Responsable de la chronique : Jacques Marcotte, o.p.
Parole et vie

Homélie pour le 25e dimanche T.O. Année C

Imprimer Par Jacques Marcotte, o.p.

Justice sociale

Qui seront nos amis !

Évangile de Jésus Christ selon saint Luc 16,1-13.
En ce temps-là, Jésus disait à ses disciples : « Un homme riche avait un gérant qui lui fut dénoncé comme dilapidant ses biens.
Il le convoqua et lui dit : “Qu’est-ce que j’apprends à ton sujet ? Rends-moi les comptes de ta gestion, car tu ne peux plus être mon gérant.”
Le gérant se dit en lui-même : “Que vais-je faire, puisque mon maître me retire la gestion ? Travailler la terre ? Je n’en ai pas la force. Mendier ? J’aurais honte.
Je sais ce que je vais faire, pour qu’une fois renvoyé de ma gérance, des gens m’accueillent chez eux.”
Il fit alors venir, un par un, ceux qui avaient des dettes envers son maître. Il demanda au premier : “Combien dois-tu à mon maître ?”
Il répondit : “Cent barils d’huile.” Le gérant lui dit : “Voici ton reçu ; vite, assieds-toi et écris cinquante.”
Puis il demanda à un autre : “Et toi, combien dois-tu ?” Il répondit : “Cent sacs de blé.” Le gérant lui dit : “Voici ton reçu, écris quatre-vingts.”
Le maître fit l’éloge de ce gérant malhonnête car il avait agi avec habileté ; en effet, les fils de ce monde sont plus habiles entre eux que les fils de la lumière.
Eh bien moi, je vous le dis : Faites-vous des amis avec l’argent malhonnête, afin que, le jour où il ne sera plus là, ces amis vous accueillent dans les demeures éternelles.
Celui qui est digne de confiance dans la moindre chose est digne de confiance aussi dans une grande. Celui qui est malhonnête dans la moindre chose est malhonnête aussi dans une grande.
Si donc vous n’avez pas été dignes de confiance pour l’argent malhonnête, qui vous confiera le bien véritable ?
Et si, pour ce qui est à autrui, vous n’avez pas été dignes de confiance, ce qui vous revient, qui vous le donnera ?
Aucun domestique ne peut servir deux maîtres : ou bien il haïra l’un et aimera l’autre, ou bien il s’attachera à l’un et méprisera l’autre. Vous ne pouvez pas servir à la fois Dieu et l’argent. »

COMMENTAIRE

Le prophète Amos et l’évangéliste Luc nous parlent aujourd’hui de justice sociale. La parabole du gérant habile suggère – avec humour, sens du paradoxe et de la provocation – que la façon vraiment intelligente d’user des biens de ce monde est de nous en faire des alliés pour notre avenir ultime. Il nous faut prévoir et anticiper le monde nouveau. Nous aurions tard de ne travailler que pour les résultats immédiats, égocentriques et tellement limités. Il vaut la peine de sacrifier de notre bien-être présent et de nos richesses matérielles en vue d’atteindre à l’essentiel de notre bonheur futur qui est ailleurs.

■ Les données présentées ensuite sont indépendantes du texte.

PR #5959, opened 2025-06-09
[Refactor] Remove circular deps 3

SirzBenjie:
# What are the changes the user will see?
None

To reduce circular dependencies.

- Moved many enums, and a few classes / methods to their own files.
- Added a `MoveAttr.is` method that takes in a string name of the move attributes
- Made all of the move methods that check for attributes take the string name of a move attribute, and then apply it.
- Added an `is` method to Moves so that files can check if a move is an instance of a move subclass without having to import the instance in order to use instanceof

**FOR REVIEWERS:**
Relevant files and methods to review
- `src/@types/move-types.ts`
- The 
The

## Screenshots/Videos
N/A

## How to test the changes?
Run tests, and also play a few runs to ensure the game runs as it always has.

## Checklist
- [x] The PR is self-contained and cannot be split into smaller PRs? Maybe it could but I'm not waiting for many smaller ones to get accepted for this.


src/data/moves/pokemon-move.ts
```diff
@@ -0,0 +1,94 @@
...
+ * Compared to {@linkcode Move}, this class also tracks things like
+ * PP Ups recieved, PP used, etc.
+ * @see {@linkcode isUsable} - checks if move is restricted, out of PP, or not implemented.
+ * @see {@linkcode getMove} - returns {@linkcode Move} object by looking it up via ID.
+ * @see {@linkcode usePp} - removes a point of PP from the move.
+ * @see {@linkcode getMovePp} - returns amount of PP a move currently has.
+ * @see {@linkcode getPpRatio} - returns the current PP amount / max PP amount.
+ * @see {@linkcode getName} - returns name of {@linkcode Move}.
+ **/
+
```
DayKev: I wish VSCode didn't insert these random newlines when you use the "refactor" tool to move code to a different file.
```suggestion
 */
```

src/data/moves/move.ts
```diff
@@ -956,6 +978,9 @@ export default class Move implements Localizable {
 }
 
 export class AttackMove extends Move {
+  override is<K extends keyof MoveClassMap>(moveSort: K): this is MoveClassMap[K] {
```
DayKev: I don't think `moveSort` is a good variable name here. It should be either `moveType` or `moveKind` if you absolutely don't want `type` in the name.
(Same with the other instances of this).

src/data/moves/move.ts
```diff
@@ -147,6 +150,16 @@ export default class Move implements Localizable {
   private flags: number = 0;
   private nameAppend: string = "";
 
+  /**
+   * Check if the move is of the given subclass without requiring `instanceof`.
+   * 
+   * @param moveSort - The string name of the move to check against
+   * @returns Whether this move is of the provided type.
+   */
+  public is<K extends keyof MoveClassMap>(moveSort: K): this is MoveClassMap[K] {
```
DayKev: This should be `abstract` (actually this entire class should be `abstract` (and not a `default` export, I hate those in intra-project files) but that's probably for a different PR).

Also with the current class setup there's no reason for the subclasses to have `|| super.is(...)` in the `return`s.

src/@types/move-types.ts
```diff
@@ -0,0 +1,28 @@
+import type { AttackMove, StatusMove, SelfStatusMove, MoveAttrConstructorMap, MoveAttr } from "#app/data/moves/move";
+
+export type MoveAttrFilter = (attr: MoveAttr) => boolean;
+
+export type * from "#app/data/moves/move";
```
DayKev, line 13: Is there a way to enforce specific imports only happen from a certain file?

Also given type-only imports aren't emitted in the transpiled JS this is kind of irrelevant :shrug:
Well, it kind of obscures the actual place something is defined, which isn't very important... but will VSCode properly jump to the actual definition?

src/data/moves/apply-attrs.ts
```diff
@@ -0,0 +1,58 @@
+/**
+ * Module holding functions to apply move attributes.
+ * Must not import anything that is not a type.
+ */
+import type { MoveAttrString } from "#app/@types/move-types";
```
DayKev:
```suggestion
import type { MoveAttrFilter, MoveAttrString } from "#app/@types/move-types";
```

src/data/moves/apply-attrs.ts
```diff
@@ -0,0 +1,58 @@
...
+import type Pokemon from "#app/field/pokemon";
+import type { default as Move, ChargingMove, MoveAttr } from "./move";
+import type { MoveAttrFilter } from "#app/@types/move-types";
```
DayKev:
```suggestion
```

src/@types/move-types.ts
SirzBenjie: There's not a great way of ensuring specific imports only happen from a certain file. However, I found that vscode will default to the ones from `@types`, perhaps because it comes first alphabetically.

image

src/data/moves/move.ts
SirzBenjie: That's true. This is a remnant of what I had originally, which was also having just the plain `Move` in the `MoveClassMap`, and then the `is` method was checking there.
I realized there's no reason to check that it's just a `Move` so I removed it.

Will update.

Also made it so that `Move` class is abstract. Nothing was instantiating move, so it was free.

src/data/moves/move.ts
SirzBenjie: Agreed.
`moveType` is misleading, so I went with `moveKind`.

SirzBenjie:
Since this hasn't been merged and I have more time to work on it...
I'm going to give the `is` treatment to ability attributes.

src/@types/move-types.ts
```diff
@@ -0,0 +1,59 @@
...
+
+/**
+ * Map of move subclass names to their respective classes.
+ * Does not include the ChargeMove subclasses. For that, use `ChargingMoveClassMap`.
+ *
+ * @privateremarks
+ * The `Never` field is necessary to ensure typescript does not improperly narrow a failed `is` guard to `never`.
```
DayKev: You mean this?
```suggestion
 * The `never` field (`declare private _: never`) in some classes is necessary
 * to ensure typescript does not improperly narrow a failed `is` guard to `never`.
```

src/@types/move-types.ts
```diff
@@ -0,0 +1,59 @@
...
+ */
+export type MoveClassMap = {
+  AttackMove: AttackMove;
+  StatusMove: StatusMove;
+  SelfStatusMove: SelfStatusMove;
+};
+
+/*
+ * Without the `Never: never` field, typescript will
+ */
```
DayKev: Looks like the comment got partially duplicated (probably when you were moving things around).
```suggestion
```

DayKev (approved):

S’il nous faut respecter nos engagements terrestres et nous montrer fidèles et justes en toutes nos transactions, nous ne pouvons assurer notre avenir qu’en pratiquant régulièrement aussi le partage en faveur des plus démunis.  Si nous faisons de ces derniers nos amis, ils sauront bien nous accueillir dans le Royaume puisqu’ils sont, eux, les amis de Dieu. 

Mettons donc la compassion et le partage au cœur de nos motivations et de nos engagements !  Notre rapport à l’argent en sera modifié et nous n’en serons que plus libres. Alors nous n’oserons plus fermer les yeux sur la misère des plus pauvres. Nous ferons tout ce qui nous est possible pour nous éloigner des conduites oppressantes à l’égard des petits, des manœuvres injustes et des malversations frauduleuses à l’endroit des plus pauvres.

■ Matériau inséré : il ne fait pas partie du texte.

Issue #5066, opened 2025-01-01
[Bug] DefDefattr (Psyshock, Psystrike, Secret Sword) do not Consider Fur Coat in Damage Calculation


Snailman11:
### Describe the bug

Psyshock, Psystrike, and Secret Sword do not consider the damage-reduction of Fur Coat against Physical attack during damage calculation.

### Reproduction

Use Psyshock, Psystrike, or Secret Sword against a Pokémon before and after they gain Fur Coat.

```
	MOVESET_OVERRIDE: [Moves.PSYSHOCK, Moves.ENTRAINMENT],
	ABILITY_OVERRIDE: Abilities.FUR_COAT,
	
	OPP_LEVEL_OVERRIDE: 10,
	OPP_MOVESET_OVERRIDE: [Moves.LIGHT_SCREEN]
```

### Expected behavior

https://replay.pokemonshowdown.com/gen9customgame-2273358942

Fur Coat should be considered in damage calculation, and reduce the damage done by those moves.

> Secret Sword inflicts damage. Secret Sword uses the target's Defense instead of its Special Defense to calculate damage. 

> Fur Coat doubles the Defense stat of the Pokémon with this Ability.

### Screenshots / Videos

Psyshock Fur Coat

https://github.com/user-attachments/assets/225ee184-050a-403e-a68e-deee22c51ce5

Pystrike Fur Coat

https://github.com/user-attachments/assets/b0bb236d-9486-48e6-9352-5343b9e7959c

### Additional context

DefDefattr

https://github.com/pagefaultgames/pokerogue/blob/206419c9f176cf43cb3e8639dfee175664afa5f5/src/data/move.ts#L4399

Fur Coat checks for a Physical-type Attack

https://github.com/pagefaultgames/pokerogue/blob/206419c9f176cf43cb3e8639dfee175664afa5f5/src/data/ability.ts#L5858

thisPieonFire:
I'm taking a stab at this one!

SirzBenjie:
This is not a bug, unfortunately. Showdown has this incorrect.

Fur coat cares about the damage category being used. It will matter for variable _category_ moves, like tera blast, photon geyser, and shell side arm. But for sacred sword / psyshock, it does not!

PR #5963, opened 2025-06-10
[Bug] [Ability] Fur Coat fix

sisyphos-spirit:
## Fix
Moves Psyshock, Psystryke and secret sword were not being afected by fur coat


Snailman11:
Please use the template provided

sisyphos-spirit:
> Please use the template provided

Sorry, I'm new and I was trying to figure out how to solve this https://github.com/pagefaultgames/pokerogue/issues/5066 but I think I ended up creating a new Issue.

src/data/abilities/ability.ts
```diff
@@ -8737,7 +8737,7 @@ export function initAbilities() {
       .attr(PokemonTypeChangeAbAttr),
     //.condition((p) => !p.summonData.abilitiesApplied.includes(AbilityId.PROTEAN)), //Gen 9 Implementation
     new Ability(AbilityId.FUR_COAT, 6)
-      .attr(ReceivedMoveDamageMultiplierAbAttr, (_target, _user, move) => move.category === MoveCategory.PHYSICAL, 0.5)
+      .attr(ReceivedMoveDamageMultiplierAbAttr, (_target, _user, move) => move.category === MoveCategory.PHYSICAL || move.id === MoveId.PSYSHOCK || move.id === MoveId.PSYSTRIKE || move.id === MoveId.SECRET_SWORD, 0.5)
```
TijmenvanderKemp: This checks for those specific moves, but if any move is introduced in the future that also always uses the Defense stat, this code will be incomplete again. Those moves have in common that they have the attribute DefDefAttr attached. It would be safer to check whether the move has that attribute using `move.hasAttr(DefDefAttr)`

TijmenvanderKemp: There is no test yet for the Fur Coat ability in the `test/abilities` folder. Could you add a test that tests:
1. That a physical move of your choice is affected
2. That a special move of your choice is not affected
3. That those three specific moves are also affected, even though they are Special?

TijmenvanderKemp (changes requested):

TijmenvanderKemp:
Congrats on your first PR btw :)

sisyphos-spirit:
The test is not passing yet, but I don't really know why. Did I created the test file correctly?

DayKev:
The tests are mostly correct, you just never reset the enemy's ability in the last test after each check, so it had Fur Coat for all of the attacks after the first one. I pushed a fix for the tests (you can take a look at the changes here [9049e1b](https://github.com/pagefaultgames/pokerogue/pull/5963/commits/9049e1b32bd19556760a181c3285b45a07304d12)).

sisyphos-spirit:
> The tests are mostly correct, you just never reset the enemy's ability in the last test after each check, so it had Fur Coat for all of the attacks after the first one. I pushed a fix for the tests (you can take a look at the changes here [9049e1b](https://github.com/pagefaultgames/pokerogue/pull/5963/commits/9049e1b32bd19556760a181c3285b45a07304d12)).

Ok, that makes total sense. Thanks!

src/data/abilities/ability.ts
```diff
@@ -8488,7 +8488,7 @@ export function initAbilities() {
       .attr(PokemonTypeChangeAbAttr),
     //.condition((p) => !p.summonData.abilitiesApplied.includes(AbilityId.PROTEAN)), //Gen 9 Implementation
     new Ability(AbilityId.FUR_COAT, 6)
-      .attr(ReceivedMoveDamageMultiplierAbAttr, (_target, _user, move) => move.category === MoveCategory.PHYSICAL, 0.5)
+      .attr(ReceivedMoveDamageMultiplierAbAttr, (_target, _user, move) => move.category === MoveCategory.PHYSICAL || move.hasAttr("DefDefAttr"), 0.5)
```
SirzBenjie, line 8491: This is _A_ solution, but not _the_ solution. And I'm not even sure what the best solution for this is, anyway.
Right now, for instance, I'm not sure if this would apply to Tera Blast being used as a physical attack. Or moongeist beam, or shell side-arm.

test/abilities/fur_coat.test.ts
```diff
@@ -0,0 +1,90 @@
...
+  beforeEach(() => {
+    game = new GameManager(phaserGame);
+    game.override
+      .battleStyle("single")
+      .ability(AbilityId.BALL_FETCH)
+      .enemySpecies(SpeciesId.MILOTIC)
+      .enemyAbility(AbilityId.BALL_FETCH)
+      .enemyMoveset([MoveId.SPLASH])
+      .enemyLevel(20)
+      .disableCrits();
```
DayKev:
```suggestion
      .criticalHits(false);
```

src/data/abilities/ability.ts
emdeann: I think that doing this properly would involve changing these types of moves to actually change their category somewhere that can be checked (something like `Pokemon#getMoveCategory(move, target)` , similar to `getMoveType`?). Right now all something like psyshock does is manually change the defense value via a `NumberHolder` which is not conducive to things like this

test/abilities/fur_coat.test.ts
```diff
@@ -0,0 +1,90 @@
...
+    await game.toEndOfTurn();
+    const damageBefore = enemy.getMaxHp() - enemy.hp;
+    // Give Fur Coat
+    game.field.mockAbility(enemy, AbilityId.FUR_COAT);
+    enemy.hp = enemy.getMaxHp();
+    // Use Tackle after Fur Coat
+    game.move.use(MoveId.TACKLE);
+    await game.toEndOfTurn();
+    const damageAfter = enemy.getMaxHp() - enemy.hp;
+    expect(damageAfter).toBeLessThan(damageBefore);
```
DayKev, line 48: Instead of just checking that the damage is lower, it should probably check that the damage is halved (`+/- 1` to account for rounding).

test/abilities/fur_coat.test.ts
```diff
@@ -0,0 +1,90 @@
...
+    const attackDamageBefore = enemy.getMaxHp() - enemy.hp;
+
+    game.field.mockAbility(enemy, AbilityId.FUR_COAT);
+    enemy.hp = enemy.getMaxHp();
+
+    game.move.use(moveId);
+    await game.toEndOfTurn();
+
+    const attackDamageAfter = enemy.getMaxHp() - enemy.hp;
+    expect(attackDamageAfter).toBeLessThan(attackDamageBefore);
```
DayKev, line 88: Same here.

src/data/abilities/ability.ts
emdeann: wait... this method already exists exactly as i've described it. lol

All we need to do is use `Pokemon#getMoveCategory` instead of `move.category` in these checks

Snailman11:
If a mass-change to move.category is implemented then this could close
#6045

SirzBenjie:
@sisyphos-spirit
I'm closing this since it's been a few weeks without activity / response. If you wish to address the comments raised by @emdeann and @DayKev, then feel free to reopen and we can revisit this PR.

En d’autres mots : la parabole de l’intendant avisé nous fait peut-être sourire quand elle nous invite à nous montrer aussi habiles qu’un bandit. Mais à y bien réfléchir, si l’argent et la richesse sont des indicateurs privilégiés pour la réussite de la vie présente, ils le sont aussi en quelque façon pour la vie future.  C’est pourquoi il faut en user habilement en nous mettant déjà au service du monde nouveau par la pratique d’un partage qui fait advenir une juste répartition des biens et la fraternité entre tous.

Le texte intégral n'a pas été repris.